### Requirement
Check each line below for the word "with", and copy those that have it.

### Records shown
PR #293, opened 2024-08-22
Create Clusterrole allowing pv actions

rain-on:
This clusterrole is then applied to the service-account via a cluster-role binding such that worker script-pods may operate on persistent-volumes, as is required during a helm upgrade.


APErebus:
@rain-on I think we can close this?

rain-on:
overtaken by events.

PR #294, opened 2024-08-26
Add service account for upgrading

kevjt:
We have identified an issue where the permissions for the scripts pods do not allow for Octopus Server to perform automatic upgrading.

To resolve this, we are adding a new service account with cluster-wide permissions that is only used by Octopus Server to perform automatic upgrades.

This is part of the fix for: https://github.com/OctopusDeploy/Issues/issues/8985


APErebus (approved):
LGTM!

🚀

PR #297, opened 2024-08-26

kevjt:
Includes version `1.16` which adds service account for allowing automatic upgrades via Octopus Server

Includes #294


APErebus (approved):
🚀

Issue #305, opened 2024-08-28
Helm install of ocotpus server fails if trying to set masterKey through values


johatl:
When running the helm deployment with masterKey set, the deployment fails:

`helm upgrade --install --atomic --set octopus.masterKey='*************' --set octopus.databaseConnectionString='dummy' octopus oci://ghcr.io/octopusdeploy/octopusdeploy-helm 
Release "octopus" does not exist. Installing it now.
Pulled: ghcr.io/octopusdeploy/octopusdeploy-helm:1.0.0
Digest: sha256:5510a6b80c0342fb088d4f04140018bdec550bdf177106b73863c126e83dbe77
Error: template: octopusdeploy-helm/templates/NOTES.txt:10:42: executing "octopusdeploy-helm/templates/NOTES.txt" at <or>: wrong number of args for or: want at least 1 got 0`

### Answer section
To resolve this, we are adding a new service account with cluster-wide permissions that is only used by Octopus Server to perform automatic upgrades.
When running the helm deployment with masterKey set, the deployment fails:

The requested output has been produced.